1
votes

I am following the Google Cloud documentation to schedule an Export Job from Datastore in Cloud Functions. https://cloud.google.com/datastore/docs/schedule-export

import base64
import json
import os

from googleapiclient.discovery import build

datastore = build('datastore', 'v1')
project_id = os.environ.get('GCP_PROJECT')


def datastore_export(event, context):
    '''Triggers a Datastore export from a Cloud Scheduler job.

    Args:
        event (dict): event[data] must contain a json object encoded in
            base-64. Cloud Scheduler encodes payloads in base-64 by default.
            Object must include a 'bucket' value and can include 'kinds'
            and 'namespaceIds' values.
        context (google.cloud.functions.Context): The Cloud Functions event
            metadata.
    '''

    json_data = json.loads(base64.b64decode(event['data']).decode('utf-8'))
    bucket = json_data['bucket']
    entity_filter = {}

    if 'kinds' in json_data:
        entity_filter['kinds'] = json_data['kinds']
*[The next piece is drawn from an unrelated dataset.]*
PR #445, opened 2019-10-09
🚧✨ Add `fc.scenario` arbitrary

### LINKED ISSUE #424: Generate series of values that are dependent on the previous value
## 💬 Question and Help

    if 'namespaceIds' in json_data:
        entity_filter['namespaceIds'] = json_data['namespaceIds']

    request_body = {
        'outputUrlPrefix': bucket,
        'entityFilter': entity_filter
    }

    export_request = datastore.projects().export(
        projectId=project_id,
        body=request_body
    )
    response = export_request.execute()
    print(response)

The response object above contains a field that defines the state of the operation.

  • If operation is still ongoing, it says "PROCESSING"
  • If operation is finished, it says something else (probably "DONE") and also provides the URL where the file has been stored in GCS

Since I am writing a BigQuery import job right after the export, it's crucial for me to execute the BigQuery import AFTER the Datastore Export is finished.
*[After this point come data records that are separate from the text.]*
Issue #461, opened 2019-10-26
Export Property, AsyncProperty and IProperty types


tinydylan:
## 🚀 Feature Request

Export the Property, AsyncProperty and IProperty types, so calling code can reference these types.

## Motivation

I am working on a custom test framework, and wish to make use of fast-check properties. I need to be able to accept a Property or AsyncProperty as a parameter, and run it in a special way, in order to wire up the pass/fail callbacks correctly.

## Example

My testing framework uses "Steps" which are asynchronous functions with logs. Below is how I would need to wire it up to run AsyncProperties. Currently, I can't refer to the AsyncProperty type, as it is not exported.

```
import { TestLogs } from '@ephox/agar';
import * as fc from 'fast-check';

export interface Step<T, U> {
  runStep: (value: T, next: (value: U, logs: TestLogs) => void, die: (err: any, logs: TestLogs) => void, logs: TestLogs) => void;
}

export const foo = <T, P>(name: string, makeProp: (t: T) => fc.AsyncProperty<P>): Step<T, T> =>
  ({
    runStep: (value, next, die, logs) => {
      fc.assert(makeProp(value)).then(() => next(value, logs)).catch((r) => {
        die(r, logs);
      });
    }
  });
```

tinydylan:
What about something like this?

```
export interface IAsyncProperty {
}

class AsyncProperty implements IAsyncProperty {
}

```

tinydylan:
BTW - thanks for your help! I'm loving fast-check so far. My team is using it to replace our use of JSVerify in the TinyMCE codebase.

dubzzz:
You might be interested in https://github.com/dubzzz/jsverify-to-fast-check to help you migrate from jsverify

dubzzz:
@tinydylan Just opened a PR to expose interfaces for properties. Would it fit your needs? - see #463

tinydylan:
Yeah, that looks good to me.

dubzzz:
Sorry for the delay. Version 1.19.0 of fast-check, should fit your needs

Please re-open the issue in case it does not

PR #463, opened 2019-11-03
🏷️ Adapt and expose IRawProperty, IProperty and IAsyncProperty types

dubzzz:
## Why is this PR for?

Adapt and expose `IRawProperty`, `IProperty` and `IAsyncProperty` types.

Related to #461

## In a nutshell

✔️ New feature
✔️ Fix an issue
❌ Documentation improvement
❌ Other: *please explain*

(✔️: yes, ❌: no)

## Potential impacts

No impact expected *BUT* internal changes:
- `fc.assert` and `fc.check` have been adapted to rely on `IRawProperty`, `IProperty` and `IAsyncProperty` instead of `Property`* or `AsyncProperty`* to guess its signature BUT no impact is expected
- `IProperty<Ts>`* has been renamed and updated `IRawProperty<Ts, IsAsync>`
- Two new interfaces for properties `IProperty` and `IAsyncProperty` - simple syntaxic sugar over `IRawProperty`

\* `Property` internal implementation for `fc.property` - implements newly created `IProperty`
\* `AsyncProperty` internal implementation for `fc.asyncProperty` - implements newly created `IAsyncProperty`
\* `IProperty` was an internal interface

### DIFF
--- a/src/check/property/IRawProperty.ts
+++ b/src/check/property/IRawProperty.ts
@@ -9,7 +9,7 @@ import { PreconditionFailure } from '../precondition/PreconditionFailure';
  * - Arbitraries: how to generate the inputs for the algorithm
  * - Predicate: how to confirm the algorithm succeeded?
  */
-export interface IProperty<Ts, IsAsync extends boolean = boolean> {
+export interface IRawProperty<Ts, IsAsync extends boolean = boolean> {
   /**
    * Is the property asynchronous?
    *
--- a/src/check/property/SkipAfterProperty.ts
+++ b/src/check/property/SkipAfterProperty.ts
@@ -3,10 +3,10 @@ import { PreconditionFailure } from '../precondition/PreconditionFailure';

How can I call the API to verify that the job is completed, and get the URL where the Export has been saved?

Thanks.

3

3 Answers

0
votes

It's not the BigQuery job that should be asking when to start but instead the Datastore should be starting it. There are many ways to do this, but I found a tutorial that you might find helpful: how to run your queries as soon as a new Google Analytics table is available

0
votes

There is a way to get this done but keep in mind that cloud functions have a maximum timeout limit of 9 minutes. Thus if the job cannot be done in less that that time it will time out. In my case the whole function takes 2-3 minutes max so there is a lot of time left to consider it safe.
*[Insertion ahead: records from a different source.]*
PR #489, opened 2019-12-04
Allow looser return types for AsyncProperty beforeEach and afterEach

### LINKED ISSUE #480: Looser return types for before/afterEach and non-async functions with asyncProperty
## 🚀 Feature Request

This is sort-of a two part feature request:

1. It would be nice if the return type of the `beforeEach` and `afterEach` hooks didn't need to return `void`, and instead could return `unknown`. This would be similar to what [Jest does](https://github.com/DefinitelyTyped/DefinitelyTyped/blob/master/types/jest/index.d.ts#L322).
2. It would be nice if any of the functions of `asyncProperty` (the predicate, beforeEach hook and afterEach hook) didn't have to be async.

## Motivation

Both of these features would reduce the amount of code that needs to be written and improve the usability of the library.

For part 1, the main motivation is so that simple before/after hooks can be one line:

```ts
// This:
property(
  // ...
).afterEach(() => jest.clearAllMocks());

// Instead of this:
property(
  // ...
).afterEach(() => { // Needs braces as the return type must be void
  jest.clearAllMocks();
});
```

The motivation for part 2 is similar, but is only really applicable if part 1 is implemented too:

```ts
// This:
asyncProperty(
  // ...
).afterEach(() => jest.clearAllMocks());

// Instead of this:
asyncProperty(
  // ...
).afterEach(async () => {
  jest.clearAllMocks();
});
```

It's a small improvement, but it is nicer :slightly_smiling_face:.

Part 2 could also allow for a non-async predicate, while having async before/after each functions:

```ts
asyncProperty(
  fc.nat(),
  (x) => // Non-async predicate
).afterEach(async () => {
  // Some async code
});
```

There might not be many use cases for this though, but it would be easy to support.

sommd:
## Why is this PR for?

Closes #480

## In a nutshell

✔️ New feature
✔️ Fix an issue
❌ Documentation improvement
❌ Other: *please explain*

(✔️: yes, ❌: no)

## Potential impacts

Should be a non-breaking change, since the type is looser than it was before.

### DIFF
--- a/src/check/property/AsyncProperty.generic.ts
+++ b/src/check/property/AsyncProperty.generic.ts
@@ -9,17 +9,17 @@ import { IRawProperty, runIdToFrequency } from './IRawProperty';
  */
 export interface IAsyncProperty<Ts> extends IRawProperty<Ts, true> {}
 
+type HookFunction = (() => Promise<unknown>) | (() => void);
+
 /**
  * Asynchronous property, see {@link IAsyncProperty}
  *
  * Prefer using {@link asyncProperty} instead
  */
 export class AsyncProperty<Ts> implements IAsyncProperty<Ts> {
-  static dummyHook: () => Promise<void> = async () => {
-    return;
-  };
-  private beforeEachHook: () => Promise<void> = AsyncProperty.dummyHook;
-  private afterEachHook: () => Promise<void> = AsyncProperty.dummyHook;
+  static dummyHook: HookFunction = () => {};
+  private beforeEachHook: HookFunction = AsyncProperty.dummyHook;
+  private afterEachHook: HookFunction = AsyncProperty.dummyHook;
   constructor(readonly arb: Arbitrary<Ts>, readonly predicate: (t: Ts) => Promise<boolean | void>) {}
   isAsync = () => true as const;
   generate(mrng: Random, runId?: number): Shrinkable<Ts> {
@@ -45,7 +45,7 @@ export class AsyncProperty<Ts> implements IAsyncProperty<Ts> {
    * Define a function that should be called before all calls to the predicate
    * @param hookFunction Function to be called
    */
-  beforeEach(hookFunction: () => Promise<void>): AsyncProperty<Ts> {
+  beforeEach(hookFunction: HookFunction): AsyncProperty<Ts> {
     this.beforeEachHook = hookFunction;
     return this;
   }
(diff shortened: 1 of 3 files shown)


dubzzz:
@sommd Thanks a lot for the contribution. It seems that prettier complains about wrong format. You just have to run `npm run format` locally to fix it.

Thanks to your PR I realized that the current typings for synchronous `beforeEach` and `afterEach` are too permissive. While without your fix asynchronous functions were very restrictive on their side (too restrictive ^^). The following code compiles fine today:

```ts
type HookSync = () => void; // real typings for fc.property
function beforeEachSync(hookFunction: HookSync) {
}

beforeEachSync(() => { });
beforeEachSync(() => 123);
beforeEachSync(async () => { });
beforeEachSync(async () => 123);
```

Here is a suggestion for the `beforeEach` of `fc.property`:

```ts
type HookFunction = () => void;
class Property<Ts> {
  beforeEach<THookFunction extends HookFunction>(hookFunction: THookFunction):
      THookFunction extends () => Promise<any>
        ? 'beforeEach expects a synchronous function'
        : Property<Ts> {
    return this as unknown as Property<Ts>; // sadly I haven't found better so far
  }
}
```

sommd:
Sorry for the delay. Fixed the formatting and I found a slightly nicer solution to make non-async `before/afterEach` more restrictive with overloads.

```ts
  beforeEach(
    invalidHookFunction: () => Promise<unknown>
  ): 'beforeEach expects a synchronous function but was given a function returning a Promise';

  beforeEach(validHookFunction: HookFunction): Property<Ts>;

  beforeEach(hookFunction: HookFunction): unknown {
    this.beforeEachHook = hookFunction;
    return this;
  }
```

dubzzz:
@sommd Thanks a lot for the PR. Do you think it requires a major bump?

In my opinion,
- part of the PR is adding the ability to use non-async functions into beforeEach of asyncProperty,
- the other is _fixing_ a typing issue that was not preventing users from using beforeEach of property with async functions.

sommd:
Technically, this is an incompatible change since it could break existing code (only type checking, there's no behaviour change). Although any existing code that would break is likely incorrect.

I see this as more of a new feature rather than a bug fix. I.e. it will now catch a likely bug in existing code. Given that, I think a minor version bump would be best.

dubzzz:
Totally agree for a minor bump

Change is too much for a bug fix, not enough to be considered as a real breaking change

I'll try to publish this new minor very soon

dubzzz:
@sommd Release of next minor 1.21.0 including your dev is on its way. It' should be there very soon (waiting Travis to publish it)

Once again thanks a lot for the contribution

Here is the function that I wrote which checks the status of the operation every SECONDS_BETWEEN_OPERATION_STATUS_CHECKS seconds (I've set it to 5 seconds) and returns whether the operation's been successfull or not:

def wait_until_operation_finished(operation_id):
    """Monitor a operation's progress and wait until it completes.
    
    Args:
        operation_id: Cloud Operation ID.
    Returns:
        True if operation succeeded without errors, False if not.
    """
    operation_in_progress = True
    operation_success = True

    print("Tracking operation {} status".format(operation_id))    
    while operation_in_progress:
        op = datastore.projects().operations().get(name=operation_id)
        res = op.execute()

        operation_status = res['metadata']['common']['state']
        print(operation_status)
        
        if operation_status in {'PROCESSING', 'PENDING', 'RUNNING', 'UNKNOWN'}:
            time.sleep(CONSTANTS.SECONDS_BETWEEN_OPERATION_STATUS_CHECKS)
        elif operation_status == 'SUCCESSFUL':
            operation_in_progress = False
        elif operation_status == 'ERROR':
            operation_in_progress = False
            operation_success = False
            
    print("Finished operation")    
    return operation_success

Then you will simply call this function after you start your operation like so:

response = export_request.execute()

operation_id = response['name']

if wait_until_operation_finished(operation_id):
    print("Export generated successfully.")
    return response
else:
    raise Exception("Failed to generate Datastore export.")
-1
votes

Not directly answering the question, but you may be interested in using Airflow. This is an orchestrator and it fits perfectly to task scheduling like waiting that a task is done before doing another. There are also retry possibilities and dependancies between tasks if needed.
For your use case, the first task would be the Datastore Export and once this task is done successfully, the second task, the BigQuery import, would proceed.